Unrestricted immigration leads to a higher supply of labor that in turn shifts the supply curve and reduces the market equilibrium price for labor, per the laws of supply and demand. That leads to lower wages, which hurts domestic workers but helps both domestic suppliers and consumers of that product — both domestically and abroad.

For example, suppose the number of immigrants coming to the U.S. doubles from 1 million to 3 million, and the additional workers are willing to work for less, given that American wages would still top those in their home country. If that move cuts the equilibrium wage for cashiers to $9 to $8, that benefit is passed on to businesses like Walmart, Target and businesses large and small across that country. In turn, those suppliers can cut prices on goods, which benefits customers.

In that example, looser immigration laws directly benefit the immigrants, domestic sellers and domestic consumers while indirectly benefiting shareholders of the sellers. Only domestic laborers are worse off, though they also can enjoy cheaper goods from suppliers.

Therefore, immigration redistributes income for low-skilled American workers by increasing competition and driving down wages

That reflects economic theory cited by George Borjas, a Harvard immigration economist, in research published in the Center for Immigration Studies in April 2013. That cheaper labor benefits business owners and other users of immigrants with an economic surplus that can then be passed down to consumers via cheaper goods and services.

However, Borjas believes those benefits from cheap labor are offset or even slightly outweighed by the cost of providing government services to those immigrants. His research shows low-skilled immigration reduced incomes for Americans without high school educations by 3-5% over the past two decades without clearly benefiting the economy as a whole. 

Other economists disagree and believe the harm from low-skilled wages is next to nothing, Giovanni Peri, an economist at the University of California, Davis, told The New York Times. He added that “the average American worker is more likely to lose than to gain from immigration restrictions.”

Borjas expressed support for the RAISE Act in Politico Magazine in 2017 because it raised the bar on skill for incoming immigrants and was the only economist the Trump administration cited research from to justify supporting the RAISE Act. However, he told The New York Times that restricting skilled immigration is a “political decision … not an economic decision.”

Ironically, Trump’s borderline obsession with the economy and desire to restrict skilled immigration through limits on skilled overseas’ workers visas are completely contradictory.

Leaders from American technology giants like Apple, Amazon, Google and Tesla sharply scolded Trump this summer for this near-sighted decision in the face of the pandemic, as foreign-born workers are crucial for these companies’ continued success and innovation.

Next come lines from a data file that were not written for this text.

PR #1346, opened 2023-08-28
Refactor to simplify/update tech stack

akmiller01:


ThatcherK:
@akmiller01 great job here! Looks like the site will finally stop being slow. One question, why are we moving away from elastic search?

akmiller01:
> @akmiller01 great job here! Looks like the site will finally stop being slow. One question, why are we moving away from elastic search?

Thanks for reviewing, @ThatcherK ! Issues with ES are actually what first prompted this refactor. The ES index was periodically going missing, which was causing search pages to 500. Chris and I thought it might be a "Meow attack," but we couldn't find the vulnerability, so upgrading everything possible was the best course.

That, and it seems like ES might have been overkill for our needs. This psql based search seems to be just as fast, and reuses the dependency Wagtail needs anyway.

ThatcherK (approved):

Issue #1353, opened 2023-11-14
Homepage - ability to create duplicate sections


GeorgeCarver:
**Is your feature request related to a problem? Please describe.**
We would like additional flexibility on the homepage. It's our understanding that we can't change the order of the sections on the homepage, and we can't have multiple/duplicate sections. 

**Describe the solution you'd like**
We would like to be able to re-order sections of the homepage if we wanted to. We would also like to be able to create duplicate sections. E.g. so if we want to use a 'featured content' section, then have some more sections, then have another 'featured content' section.

**Links to pages**
Homepage: https://devinit.org/ 
Homepage in Wagtail: https://www.devinit.org/admin/pages/3/edit/

**Project**
Growth and external relations --> Website content updates.

**Budget Code**
P0589-2.01.02.03 or P0589-2.01.02.02

**Additional context**
![image](https://github.com/devinit/DIwebsite-redesign/assets/62111796/aa533c06-e4d0-45a7-90e3-40db967b2996) 

**Requested Delivery Date:**
By 24/11/2023 if possible, as this is a priority for COP28.

ThatcherK:
@wakibi , @akmiller01 , this sounds like a totally new home page(especially the content), and using a streamBlock for the content, something similar to what we have in publication pages?

akmiller01:
@ThatcherK I think it would involve a StreamField, but I don't know if it would require a full refactor. I think we could turn many of the existing homepage template sections into Blocks.

A strategy that Fffunction has used for transitioning a home page like this in the past was to not erase the previous fields, add the new StreamField, and also add a Boolean field with a toggle to switch the home page content from the past fields to the new streamfield. That way, streamfield content can be added gradually and previewed, and then when it's all ready, the boolean can be ticked to make the change (instead of the home page disappearing when a migration is made).

ThatcherK:
Sounds like a good strategy, I was worried about the migration!

GeorgeCarver:
Hello all! Thanks for getting onto this so quickly. Is it going ok? Let me know if you need any more information or feedback from me. And do you think this will be do-able in time for this Friday?
Best,
George

ThatcherK:
Hi @GeorgeCarver I have already started work on this, will be putting it up for review, then I will also let you know when to test soon!

GeorgeCarver:
[...]

PR #1355, opened 2023-11-20
Feature | Home Page Content

ThatcherK:
Ticket #1353


ThatcherK:
@wakibi @akmiller01 , this is now live on staging https://dev.devinit.org/admin/pages/3/edit. To test 

1. Go to admin page of the HomePage
2. Below the Sections , there is a new field called New content, this will help with switching to the new content arrangement once editing is done. So it should be checked, inorder to reflect the new content while hiding the old content in the template.
3. The new content streamblock is under the `Content` Panel, This has Featured work, Featured content and Sections

wakibi (approved):

PR #1399, opened 2024-07-16
Base64 encoded memorial

akmiller01:
Thought this might be something nice for any developer that opens their console on our home page @wakibi . Hope you're doing alright.


wakibi (approved):
Good idea!

PR #418, opened 2020-11-17
lldp: avoid memory leak from bad packets

orgcandman:
A packet that contains multiple instances of certain TLVs will cause
lldpd to continually allocate memory and leak the old memory.  As an
example, multiple instances of system name TLV will cause old values
to be dropped by the decoding routine.

Reported-at: https://github.com/openvswitch/ovs/pull/337
Reported-by: Jonas Rudloff <jonas.t.rudloff@gmail.com>
Signed-off-by: Aaron Conole <aconole@redhat.com>


vincentbernat:
Looks good! Thanks!

PR #419, opened 2020-12-03
lldpd: mgmt-ip info showing invalid ip in lldp neighbors output

sudhanshukumar22:
Problem Description/Summary :
--------------------------------------------
mgmt-ip info showing invalid ip in lldp neighborship output.

Expected Behavior :
------------------------
mgmt-ip should be same in both show lldp neighbors and ifconfig eth0

Topology :
------------
2DUT

Fix: Update the management ip.
Verified LLDP neighbor information has the mgmt interface IP only, verified reboot and docker restart cases as well.
Signed-off-by: sudhanshukumar22 <sudhanshu.kumar@broadcom.com>

### DIFF
--- a/src/daemon/netlink.c
+++ b/src/daemon/netlink.c
@@ -26,6 +26,7 @@
 #include <linux/netlink.h>
 #include <linux/rtnetlink.h>
 #include <linux/if_bridge.h>
+#include <net/if.h>
 
 #define NETLINK_BUFFER 4096
 
@@ -424,10 +425,30 @@ netlink_parse_address(struct nlmsghdr *msg,
 	struct ifaddrmsg *ifi;
 	struct rtattr *attribute;
 	int len;
+	char ifname[IFNAMSIZ];  
+	static int mgmt_ifaindex = -1;
 	ifi = NLMSG_DATA(msg);
 	len = msg->nlmsg_len - NLMSG_LENGTH(sizeof(struct ifaddrmsg));
 
 	ifa->index = ifi->ifa_index;
+	if(mgmt_ifaindex == -1)     
+	{                               
+		if_indextoname(ifi->ifa_index, ifname);
+		if(strncmp(ifname, "eth0", 4) == 0)
+		{       
+			mgmt_ifaindex = ifa->index;
+		}
+	}
+
+	if(mgmt_ifaindex != ifa->index)
+	{
+		log_debug("netlink", "non mgmt IP address on if %d (family: %d)",
+				ifa->index, ifi->ifa_family);
+		return 0;
+	}
+
+	log_info("netlink", "mgmt IP address on if %d (family: %d)",
+		ifa->index, ifi->ifa_family);
 	ifa->flags = ifi->ifa_flags;
 	switch (ifi->ifa_family) {
 	case AF_INET:


vincentbernat:
You can configure the management IP using `configure system ip management pattern`. Depending on the system, this could be the one on `eth0` or not. Hard-coding `eth0` is not possible.

vincentbernat:
lldpd runs on any Linux/BSD. One some of them, the management interface will be on `vlan100`, on others `em0`, on others `eno3`. There is no universal rule.

I understand the management pattern is not enough in your case. I can introduce a way to specify an interface name instead of an IP address. In this case, you can ship lldpd with the option set to `eth0`. Would this matches your use case?

sudhanshukumar22:
> lldpd runs on any Linux/BSD. One some of them, the management interface will be on `vlan100`, on others `em0`, on others `eno3`. There is no universal rule.
> 
> I understand the management pattern is not enough in your case. I can introduce a way to specify an interface name instead of an IP address. In this case, you can ship lldpd with the option set to `eth0`. Would this matches your use case?

Do you want to introduce another CLI  to specify the interface name for management interface ? I think that should help, but problem is user may not enter that CLI. In that case, we have to take the ip address from some fixed interface (like eth0).

vincentbernat:
❦  3 décembre 2020 05:44 -08, sudhanshukumar22:

>> I understand the management pattern is not enough in your case. I
>> can introduce a way to specify an interface name instead of an IP
>> address. In this case, you can ship lldpd with the option set to
>> `eth0`. Would this matches your use case?
>
> Do you want to introduce another CLI to specify the interface name for
> management interface ?

Yes.

> I think that should help, but problem is user may not enter that CLI.

If you distribute lldpd as part of your platform, you can ship a
/etc/lldpd.d/lldpd.conf with the command preinstalled. The user can
override it if they want.

> In that case, we have to take the ip address from some fixed interface
> (like eth0).

There are so many systems without an eth0 interface that it does not
seem the right heuristic. The current heuristic is to use the first IP
address. This heuristic is more than 10 years old.

I think it should work in your case too if eth0 is the first interface
on your system. However, if you use DHCP for eth0 and have static IP,
lldpd will not change back to the IP on eth0 once it gets a management
interface. A work-around would be to restart lldpd on DHCP leases.

sudhanshukumar22:
@vincentbernat : "However, if you use DHCP for eth0 and have static IP,
lldpd will not change back to the IP on eth0 once it gets a management
interface. A work-around would be to restart lldpd on DHCP leases."

By static IP, do you mean that user has configured ip address in LLDP using "configure system ip management pattern" ? Also, I don't understand "lldpd will not change back to the IP". is it because of CLI configuration in LLDP ?

vincentbernat:
❦  3 décembre 2020 06:11 -08, sudhanshukumar22:

> @vincentbernat : "However, if you use DHCP for eth0 and have static IP,
> lldpd will not change back to the IP on eth0 once it gets a management
> interface. A work-around would be to restart lldpd on DHCP leases."
>
> By static IP, do you mean that user has configured ip address in LLDP
> using "configure system ip management pattern" ? Also, I don't
> understand "lldpd will not change back to the IP". is it because of
> CLI configuration in LLDP ?

For example, if eth0 is using DHCP, but you have swp1 with a static IP
address (set outside lldpd), lldpd will select swp1 IP address as the
management IP address as this is the first one. When eth0 gets its DHCP
address, lldpd will not switch back to the IP address of eth0 because it
won't change the management IP address once it has one. However, once
eth0 has its IP address, if you restart lldpd, it will likely use the
one from eth0 (it really depends if it's the first in the output of "ip
a s").

sudhanshukumar22:
@vincentbernat : I assume that you want this fix to be reworked as follows:
1. Introduce a lldp cli to set the management interface, where we configure the ip address. 
2. add a line in /etc/lldpd.d/lldpd.conf

vincentbernat:
For 1, the CLI would be to specify the interface to use to take the management address. There is already a CLI to force the IP address. I can do that if you are not in a hurry.

sudhanshukumar22:
My point was this PR has to be discarded. Is that correct ?

vincentbernat:
We can keep it like an issue until we fix it. But, yes, the code part of this PR can be discarded.

vincentbernat:
Tell me if you plan to implement it, so that both of us don't work on it at the same time.

Thanks.

sudhanshukumar22:
Hi, We will take it up.

sudhanshukumar22:
> Tell me if you plan to implement it, so that both of us don't work on it at the same time.
> 
> Thanks.



> Tell me if you plan to implement it, so that both of us don't work on it at the same time.
> 
> Thanks.

@vincentbernat : Hi Vincent, after having a discussion in the team and considering other priorities, can you please take up this issue ?

vincentbernat:
❦ 22 décembre 2020 05:42 -08, sudhanshukumar22:

>> Tell me if you plan to implement it, so that both of us don't work on it at the same time.
>> 
>> Thanks.
>
> @vincentbernat : Hi Vincent, after having a discussion in the team and
> considering other priorities, can you please take up this issue ?

Yes, I can, allow me a couple of weeks.

vincentbernat:
So, while trying to implement it, I have discovered this is already supported. You can either run `lldpd` with `-m eth0` or you can use `configure system ip management pattern eth0`.

sudhanshukumar22:
@vincentbernat : I hope the work for this is more than implementing the CLI. The work may involve changing the lldpd.conf file to configure the default interface as eth0 (we can use the same CLI mentioned in your comments).

vincentbernat:
As said previously, I won't change the default to `eth0` as it would break existing setups and many devices don't use `eth0`, including Linux devices.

Benefits from high-skilled immigration are abundantly clear, as Borjas noted in his Politico piece. Trump’s touted economist believes highly skilled immigrants complement America’s existing productivity structure, pay more in taxes, receive fewer government services, introduce knowledge and abilities, make the nation more productive and reduce income inequality.

Overall, the presence of all immigrants — both legal and illegal — adds $1.6 trillion in value to the U.S. economy each year, growing it by 11% annually, according to Borjas. He estimates that 97.8% of those benefits go to immigrants themselves, though that’s still a net benefit to the U.S.

In short, while economists disagree on the merits of unrestricted low-skilled immigration, there’s  little debate that restrictions on skilled immigration are harmful for the U.S. economy, not to mention highly skilled foreigners searching for opportunities in the land of the free.